RECORDS SUPPLIED:

%%

Issue #3981, opened 2021-02-23
Klipper process doesn't survive FIRMWARE_RESTART with configured raspberry MCU


ScotchTape:
When editing printer,cfg in one of the WebUIs and issue a Save&Restart or FIRMWARE_RESTART klippy exits and needs to be restarted manually when a Raspberry Pi is configured as additional MCU. Once it's removed a FIRMWARE_RESTART comes back as expected.
I'm using a Duet2 Wifi and, to be sure, setup a new image yesterday and using the most recent pull from today.
The klippy.log and the journal is attached with both cases.

[journal.zip](https://github.com/KevinOConnor/klipper/files/6026246/journal.zip)
[klippy.log](https://github.com/KevinOConnor/klipper/files/6026247/klippy.log)

dalegaard:
I believe this happens because Klippers gets killed by a `SIGHUP`, presumably because `klipper_mcu` took its pseudo-terminal with it when it restarted. I've been launching `klippy` with `nohup` to avoid this issue, as I wasn't sure if this was a problem on my setup or a general problem and didn't have time to dig into this deeper. This "fixed" the problem by forcing Klippy to restart when it encounters an error when trying to talk to `klipper_mcu`.

ScotchTape:
Ok, thanks for the tip, I’ll give it a try. 
But regardless if the workaround fixes it, it should be fixed, since I’m not the only one with this problem, according to the official discord. :)

dalegaard:
Since this is affecting me, I'll take another crack at it!

Sineos:
Can confirm this behavior. I created a `service klipper restart` link in octoprint to easily work around this

dalegaard:
This should be fixed with the merge of #3996

ScotchTape:
I can confirm it's fixed for me, reverted the nohup fix in the unit file, rebuild the linux process, installed it and a FIRMWARE_RESTART works as expected.
I leave it open for now.

Thanks

PR #3996, opened 2021-02-27
Fix klipper_mcu causing klippy to die

dalegaard:
When `klippy` requests a `FIRMWARE_RESTART` from `klipper_mcu` the open pseudo-TTY between them is closed and a `SIGHUP` gets sent to `klippy` which subsequently kills it. This is the cause of #3981.

Here I've added a `SIGHUP` handler that simply ignores the signal, but that seems like throwing the baby out with the bathwater, as it will stop `klippy` from dying if run from e.g. a terminal which is then closed(instead of properly killed e.g. with `Ctrl-C`/`SIGINT`). I'd love suggestions on how to better handle this, if relevant, before merging this.

I've been scouring over the kernel code for `devpts` and from I've been able to tell it's not possible to disable this behavior of sending a `SIGHUP` so we need to somehow handle this situation ourselves.

I also did a quick change in `serialqueue.c` to stop it from outputting errors like `Got error 0 in read: (0)Success`.

### DIFF
--- a/klippy/chelper/serialqueue.c
+++ b/klippy/chelper/serialqueue.c
@@ -573,7 +573,10 @@ input_event(struct serialqueue *sq, double eventtime)
     int ret = read(sq->serial_fd, &sq->input_buf[sq->input_pos]
                    , sizeof(sq->input_buf) - sq->input_pos);
     if (ret <= 0) {
-        report_errno("read", ret);
+        if(ret < 0)
+            report_errno("read", ret);
+        else
+            errorf("Got EOF when reading from device");
         pollreactor_do_exit(&sq->pr);
         return;
     }


KevinOConnor:
I can't reproduce this issue on my boxes (neither a Fedora 33 Linux desktop nor on Octopi).  I can issue both RESTART and FIRMWARE_RESTART without any errors or problems.

So, this will need to start with the troubleshooting information showing the problem and, ideally, an investigation into why it differs between machines.

-Kevin

dalegaard:
@KevinOConnor very interesting. Are you using systemd or old style init scripts in your setups? In my setup `klippy` is run as a systemd service and when I issue a `FIRMWARE_RESTART` the daemon dies and `systemctl status klipper` shows the daemon as having exited with a `HUP`.

dalegaard:
@KevinOConnor I played around a little bit more with this, I expect you are either not using the same systemd unit as given in the install scripts(I'm using the one from `install-debian.sh`), or you are using classic init. 

The systemd units specify `RemainAfterExit=yes` which is why Klipper doesn't automatically restart. Because of this setting, when the daemon dies with a `HUP`, systemd doesn't concern it to have died and thus doesn't restart it.

If I remove this directive, a `FIRMWARE_RESTART` kills klipper and then restarts it 10 seconds later(the set `RestartSec` directive). If using e.g. `start-stop-daemon` I expect a similar thing would happen, though I don't have any experience with this.

Firstly, I think `RemainAfterExit=yes` should definitely be removed from these scripts, I can't see a specify reason for having it. What is your take on this?

Secondly, should this be fixed in Klipper itself(as I've tried to do in this commit) or should it be the job of a process supervisor(e.g. systemd, `start-stop-daemon`) to restart Klipper after it dies from the `klipper_mcu`-induced `SIGHUP`?

dalegaard:
Upon further inspection it looks like `start-stop-daemon`, which is used by Octopi as far as I can tell, doesn't implement anything for restarting the daemon. So in this case, `klippy` would simply die and not get restarted.

KevinOConnor:
I'm using the standard OctoPi install - as described in docs/Installation.md .  The klippy process is not being restarted - I see no adverse effects to a FIRMWARE_RESTART.

-Kevin

dalegaard:
@KevinOConnor okay, I'll try a clean install using OctoPi on my Raspberry Pi and verify. For reference, here's my entire config to replicate this locally:
```
[printer]
kinematics: none
max_velocity: 1
max_accel: 1

[mcu host]
serial: /tmp/klipper_host_mcu
```
This is obviously cut down from my full normal config. Using this config and issuing a `FIRMWARE_RESTART` kills klipper with:
```
klipper.service: Main process exited, code=killed, status=1/HUP
```

dalegaard:
@KevinOConnor can I get you to try something like `ps aux | grep klippy` on your OctoPi installation? Specifically I'd like to see if the process is launched as a session leader under `start-stop-daemon`. On my installation, with `systemd` as the supervisor, I get:
```
pi        2065  3.0  1.0  52928 17700 pts/6    Ssl+ 21:03   0:00 /home/pi/klippy-env/bin/python /home/pi/klipper/klippy/klippy.py /home/pi/klipper_config/printer.cfg -l /tmp/klippy.log -a /tmp/klippy_uds
```
The lower-case s in the `Ssl+` flags is indicating that `klippy` is a session leader. The `SIGHUP` sent is sent to the session leader of the pseudo-TTY and thus if `klippy` is not launched as a sesson leader it obviously won't get that signal. E.g. if I launch `klippy` straight from a terminal I get:
```
pi        2101 51.0  1.0  52928 17636 pts/3    Sl+  21:05   0:00 /home/pi/klippy-env/bin/python /home/pi/klipper/klippy/klippy.py /home/pi/klipper_config/printer.cfg -l /tmp/klippy.log -a /tmp/klippy_uds
```
Which makes sense, as the terminal is the session leader.

When running like this, I see `Got error 0 in read: (0)Success` in my `klippy.log` though - as the pseudo-TTY was closed, we reached EOF.

KevinOConnor:
```
pi@octopi:~/klipper $ ps aux | grep klippy
pi       14695  8.5  2.1  69872 19176 ?        Sl   21:12   0:01 /home/pi/klippy-env/bin/python /home/pi/klipper/klippy/klippy.py /home/pi/printer.cfg -l /tmp/klippy.log
```

dalegaard:
@KevinOConnor thanks, that explains the difference we are seeing then!

I see two ways to handle this:
- `klippy` gets modified to support being a session leader(what I've tried in this commit)
- Stop `klippy` from becoming a session leader. A simple way to do this for `systemd` is to wrap the `ExecStart=` line in `/bin/sh -c "..."` line.

While I don't really like the "hackish" way of the second choice, it is very simple to implement and avoids having to change Klippy and add special-case code for this problem.

jakep82:
I checked out this branch, and it finally solves the longstanding issue with Klipper dying on my Replicape. I assumed it was specific to the PRU, but I'm now able to e-stop and firmware_restart successfully.

dalegaard:
@KevinOConnor I've been thinking a bit about this, specifically ignoring all SIGHUP signals and thus breaking foreground usage of `klippy`.

Instead of ignoring SIGHUP in all cases, we could ignore the signal only if `klippy` is running as a session leader (`getsid(0) == getpid()`).

This means that in existing usage where `klippy` runs as a non-leader, nothing changes.

In cases where `klippy` is the session leader (generally, that would be when run by a process supervisor) the only SIGHUP that we would be receiving is from the `klipper_mcu` device pseudo-TTY going away and thus it's safe to ignore.

What do you think of such a solution?

dalegaard:
@KevinOConnor I fixed this the proper way now.

TIL that under systemd a process must take care to avoid grabbing a controlling terminal, to avoid the issues caused by that device going away. This is done by setting `O_NOCTTY` on the file when opening. PySerial already did this under the covers which is why this was never an issue with e.g. a serial device getting unplugged.

I've force pushed a proper fix.

Also, thanks for pushing back on this, I learned something new about Unix in the process :-)

KevinOConnor:
Thanks.  I pushed the noctty change (with a minor formatting change) to the master branch (commit e0db9f3a).

The other change doesn't look correct to me - we really want a debugging message if the file gets closed on us.  (Separately, I'm not sure the current code is valid because it calls a python function via cffi using a thread not created by python - I'm unsure if you're reporting that here, or reporting a confusing debug message.)

-Kevin

dalegaard:
@KevinOConnor super!

The other commit was because of this confusing error message:
```
Got error 0 in read: (0)Success
```
I can definitely see your logic of wanting so show that the file closed instead of simply squashing the error message!

I've pushed f99496c just now to change this to show a message `Got EOF when reading from device` instead of simply ignoring the error.

KevinOConnor:
Thanks.

-Kevin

%%

YOUR OBJECTIVE: Transcribe verbatim. Cover the lines from the first line of the entries above to the line containing "cause of #3981.", inclusive.

ANSWER:
Issue #3981, opened 2021-02-23
Klipper process doesn't survive FIRMWARE_RESTART with configured raspberry MCU


ScotchTape:
When editing printer,cfg in one of the WebUIs and issue a Save&Restart or FIRMWARE_RESTART klippy exits and needs to be restarted manually when a Raspberry Pi is configured as additional MCU. Once it's removed a FIRMWARE_RESTART comes back as expected.
I'm using a Duet2 Wifi and, to be sure, setup a new image yesterday and using the most recent pull from today.
The klippy.log and the journal is attached with both cases.

[journal.zip](https://github.com/KevinOConnor/klipper/files/6026246/journal.zip)
[klippy.log](https://github.com/KevinOConnor/klipper/files/6026247/klippy.log)

dalegaard:
I believe this happens because Klippers gets killed by a `SIGHUP`, presumably because `klipper_mcu` took its pseudo-terminal with it when it restarted. I've been launching `klippy` with `nohup` to avoid this issue, as I wasn't sure if this was a problem on my setup or a general problem and didn't have time to dig into this deeper. This "fixed" the problem by forcing Klippy to restart when it encounters an error when trying to talk to `klipper_mcu`.

ScotchTape:
Ok, thanks for the tip, I’ll give it a try. 
But regardless if the workaround fixes it, it should be fixed, since I’m not the only one with this problem, according to the official discord. :)

dalegaard:
Since this is affecting me, I'll take another crack at it!

Sineos:
Can confirm this behavior. I created a `service klipper restart` link in octoprint to easily work around this

dalegaard:
This should be fixed with the merge of #3996

ScotchTape:
I can confirm it's fixed for me, reverted the nohup fix in the unit file, rebuild the linux process, installed it and a FIRMWARE_RESTART works as expected.
I leave it open for now.

Thanks

PR #3996, opened 2021-02-27
Fix klipper_mcu causing klippy to die

dalegaard:
When `klippy` requests a `FIRMWARE_RESTART` from `klipper_mcu` the open pseudo-TTY between them is closed and a `SIGHUP` gets sent to `klippy` which subsequently kills it. This is the cause of #3981.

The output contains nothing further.